Of course, the fact that parametric models rest on fewer assumptions than their
parametric counterparts is an obvious advantage in certain scenarios. When we lack the
necessary knowledge to construct a parametric model, a non-parametric option can be more
than welcomed. But it is not obvious how the parametric simplicity of non-parametric models is
a desirable feature at all.
If we look at some statements found in the philosophy of science literature, their
parametric simplicity should matter a great deal because it is supposed to prevent overfitting by
making an appropriate trade-off between fit and simplicity:
Simplicity matters.

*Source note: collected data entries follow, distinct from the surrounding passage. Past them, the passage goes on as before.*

PR #1848, opened 2023-12-13
Adding option of rotating buffers for timing with cache eviction

mahmoodw:
This PR adds the 2 arguments discussed between rocBLAS and Tensile group, which determine the number of buffers that will be cycled through during the hot timing loop. See argument description for usage.

The overall strategy is to create enough buffers and cycle through them on each iteration of the hot loop so that when the same buffer is repeated, the cache no longer contains those values.


Tensile/Source/client/main.cpp
```diff
@@ -523,19 +580,29 @@ int main(int argc, const char* argv[])
...
+        dataInit.push_back(DataInitialization::Get(args, problemFactory, maxWorkspaceSize));
+        listeners.addListener(dataInit[i]);
+    }
+
     listeners.addListener(solutionIterator);
     listeners.addListener(std::make_shared<ProgressListener>(args));
     if(runKernels)
     {
-        listeners.addListener(std::make_shared<ReferenceValidator>(args, dataInit));
+        listeners.addListener(std::make_shared<ReferenceValidator>(args, dataInit[0]));
```
mahmoodw, line 605: Adding only single listener to accommodate validation of the first warmup as previously done

Tensile/Source/client/main.cpp
```diff
@@ -523,19 +580,29 @@ int main(int argc, const char* argv[])
...
 
-    listeners.addListener(dataInit);
+    flush_count = calculate_flush_count(flush_count, 
+                                            flush_memory_size,
+                                            problemFactory);
+
+    for(size_t i = 0; i<flush_count; i++)
+    {
+        dataInit.push_back(DataInitialization::Get(args, problemFactory, maxWorkspaceSize));
+        listeners.addListener(dataInit[i]);
```
mahmoodw, line 598: AFAIK this listener has no effect

Tensile/Source/client/main.cpp
```diff
@@ -640,16 +711,17 @@ int main(int argc, const char* argv[])
...
+                                            kernels[flush_index], stream, startEvents[j], stopEvents[j]));
                                     else
                                         HIP_CHECK_EXC(adapter.launchKernels(
-                                            kernels, stream, nullptr, nullptr));
+                                            kernels[flush_index], stream, nullptr, nullptr));
                                 }
 
                                 listeners.postEnqueues(startEvents, stopEvents);
-                                listeners.validateEnqueues(inputs, startEvents, stopEvents);
+                                listeners.validateEnqueues(inputs[0], startEvents, stopEvents);
```
mahmoodw, line 724: AFAIK this listener has no effect

Tensile/Source/client/main.cpp
```diff
@@ -470,6 +492,41 @@ namespace Tensile
...
+    else if(arg_flush_memory_size != default_arg_flush_memory_size)
+    {
+        size_t cached_size = 0;
+
+        for(auto const& problem : problemFactory.problems())
+            cached_size = std::max(cached_size, problem.a().sizes()[0]*problem.a().sizes()[1]*problem.a().elementBytes() +
+                                                problem.b().sizes()[0]*problem.b().sizes()[1]*problem.b().elementBytes() +
+                                                problem.c().sizes()[0]*problem.c().sizes()[1]*problem.c().elementBytes());
+
+        flush_count = 1 + (arg_flush_memory_size - 1) / cached_size;
```
mahmoodw, line 525: rocBLAS adds some prints here to describe flush count used. Do we want to add that here too?

https://github.com/ROCm/rocBLAS-internal/blob/51a1056edd56a6f0a3f1e40f2f2eb0b2e4138f4f/clients/common/utility.cpp#L469

nakajee: I think it is better to print it in case we specify either flush_count or flush_memory_size.

Tensile/Common.py
```diff
@@ -69,6 +69,29 @@
 globalParameters["SyncsPerBenchmark"] = 1         # how iterations of the stream synchronization for-loop to do per benchmark data point
 globalParameters["EnqueuesPerSync"] = 1           # how many solution enqueues to perform per synchronization
 globalParameters["SleepPercent"] = 300            # how long to sleep after every data point: 25 means 25% of solution time. Sleeping lets gpu cool down more.
+globalParameters["FlushCount"] = 1                # Number of copies of arrays to allocate for cache flushing in timing code.
+                                                  # Functions are called iters times in a timing loop.
+                                                  # If the problem memory footprint is small enough, then arrays will be cached.
+                                                  # flush_count can be used to prevent caching.
+                                                  # For example, for sgemm with transA=transB=N:
+                                                  # problem_memory_footprint = (m*k + k*n + m*n) * sizeof(float).
```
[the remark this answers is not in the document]
nakajee: Maybe using rotate buffer for D (write only) is not necessary?
Is this same as rocblas?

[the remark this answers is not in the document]
mahmoodw: Yes we considered this and decided since it is write only it may not be necessary. We are not 100% sure of any speed up for write only when using MALL. In any case this is the more conservative method to ensure that we are creating more buffers rather than less. We can revisit at a later point if there is more clarity, same as rocBLAS for now

Tensile/Source/client/main.cpp
```diff
@@ -640,16 +711,17 @@ int main(int argc, const char* argv[])
 
                                 for(int j = 0; j < enq; j++)
                                 {
+                                    int flush_index = (j + i + 1) % flush_count;
```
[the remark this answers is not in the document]
mahmoodw: Good point, correcting in the next commit.

Tensile/Source/client/main.cpp
```diff
@@ -470,6 +492,67 @@ namespace Tensile
     } // namespace Client
 } // namespace Tensile
 
+inline void print_memory_size(size_t memory_size)
```
mahmoodw, line 495: Is there a better spot for these helper functions?

nakajee: Not sure actually...
Maybe @AlexBrownAMD can help?

sdquiring:
This feature would be far cleaner to implement within the DataInitialization class.

Tensile/Source/client/main.cpp
```diff
@@ -640,16 +737,17 @@ int main(int argc, const char* argv[])
 
                                 for(int j = 0; j < enq; j++)
                                 {
+                                    int flush_index = (j + i*enq + 1) % flush_count;
```
nakajee, line 740: Is there any reason we use + 1 here?
If I understand the code correctly, I am feeling we do validation for [0].
But, if we start from 1, we might not store the result to [0] if the number of iteration is less than flush buffer num.
Don't we need to worry about that?

nakajee:
Why many CI tests are failing?

By the way, can we have a test case in precheckin or extended to verify this feature?

Tensile/Source/client/main.cpp
mahmoodw: validation is done for [0] but only duiring the warm up loop. We are starting hot loop from 1 to not reuse cache values from warm up.

mahmoodw:
> Why many CI tests are failing?
> 
> By the way, can we have a test case in precheckin or extended to verify this feature?

I'll explore the CI failures. I was hoping I could get some suggestions for a subset of tests to replicate for this feature.

Tensile/Source/client/main.cpp
nakajee: Can NumWarmUp be 0?

nakajee:
> > Why many CI tests are failing?
> > By the way, can we have a test case in precheckin or extended to verify this feature?
> 
> I'll explore the CI failures. I was hoping I could get some suggestions for a subset of tests to replicate for this feature.

This is some quick tips.

(1) static analysis
   just follow the suggestions in the log
(2) precheckin
   it failed at the first yaml.
  The command line is normally in the log.
     python3 ./Tensile/bin/Tensile Tensile/Configs/build_client.yaml /tmp/.tensile-tox/py3/client pid=342

Tensile/Source/client/main.cpp
```diff
@@ -599,31 +692,35 @@ int main(int argc, const char* argv[])
...
                         while(listeners.needMoreRunsInSolution())
                         {
-                            auto inputs = dataInit->prepareGPUInputs(problem);
-
-                            auto kernels = solution->solve(problem, *inputs, *hardware);
+                            std::vector<std::shared_ptr<ContractionInputs>> inputs;
+                            std::vector<std::vector<KernelInvocation>> kernels;
+                            for(size_t i = 0; i<flush_count; i++)
+                            {
+                                inputs.push_back(dataInit[i]->prepareGPUInputs(problem));
```
nakajee, line 699: I am trying this but initialization is very slow.
Can we call initialization only once and copy initialized data to the remaining buffers?

nakajee: Even if I disabled new parameters, Tensile got stuck at "Generating kernels" with this code change...
It must be something wrong. 
Without the change, it is done in less than a minute.

mahmoodw: Adding the parameters to validParameters in Common.py as per Majed's suggestion caused the hang. 

Keep in mind these are global parameters, after the fix and moving the flag from your config with the rest of the global parameters with the following syntax seemed to work fine.

FlushMemorySize: 536870912

nakajee:
Please fix static-analysis fail.
Other fails seem to be known issues.
You can disable them by merging the latest change in develop.

mahmoodw:
> This feature would be far cleaner to implement within the DataInitialization class, turning `m_gpuInputs` into a vector.

After exploring this more it seems simple enough to only add that to DataInitialization, but looks quite a lot more complicated to actually simplify the main loop code by modifying ContractionInputs and then KernelInvocation to hide the extra logic. Please share some insight if you see something that I am missing.

nakajee:
CI test still fails.
Not sure if it is related to your change.
It might be better to re-run CI test.

Tensile/Source/client/main.cpp
AlexBrownAMD: Yea, Utils.cpp would probably be a better spot for this

Tensile/Source/client/main.cpp
AlexBrownAMD: Is the latest version of this changeset still causing slow init and hang problems?

Tensile/Source/client/main.cpp
```diff
@@ -599,31 +691,36 @@ int main(int argc, const char* argv[])
...
-                                    HIP_CHECK_EXC(adapter.launchKernels(kernels,
+                                    HIP_CHECK_EXC(adapter.launchKernels(kernels[0],
                                                                         stream,
                                                                         warmupStartEvents[i],
                                                                         warmupStopEvents[i]));
                                 else
-                                    HIP_CHECK_EXC(
-                                        adapter.launchKernels(kernels, stream, nullptr, nullptr));
+                                    HIP_CHECK_EXC(adapter.launchKernels(
+                                        kernels[0], stream, nullptr, nullptr));
```
AlexBrownAMD, line 718: Warmup is only done with the first buffer.
1) Is this how it is done in rocblas-bench?
2) Does this affect warmup or timed runs in any way?
3) Will the first timed run use the same buffer as the warmup runs?

Tensile/Source/client/main.cpp
nakajee: I have not heard from you about this.
Does this work with NumWarmUp=0?

Tensile/Source/client/main.cpp
mahmoodw: 1. Yes rocblas also only uses first buffer for warmups
2/3. The first timed run will not use the same buffer as warmup, which is the intended behaviour to avoid using cached memory.

AlexBrownAMD (approved):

A sufficiently simple hypothesis, formulated on the basis of a given body of data, will not
drastically overfit the data. It does not contain too many parameters whose values have been set according to the
data. Thus, a simple hypothesis that successfully accommodates a given body of data can be expected to make more
accurate predictions about new data than a more complex theory that fits the data equally well (Hitchcock & Sober
2004, 22).
Model selection involves a trade-off between simplicity and fit for reasons that are now fairly well understood
(Forster 2001, 83)
Perhaps the most interesting of the standard arguments in favor of simplicity is based upon the concept of
β€˜overfitting’. The idea is that predicting the future by means of an equation with too many free parameters compared
to the size of the sample is more likely to produce a prediction far from the true value. […] this argument is sound
and compelling, so far as using an equation for predictive purposes is concerned (Kelly 2007, 113).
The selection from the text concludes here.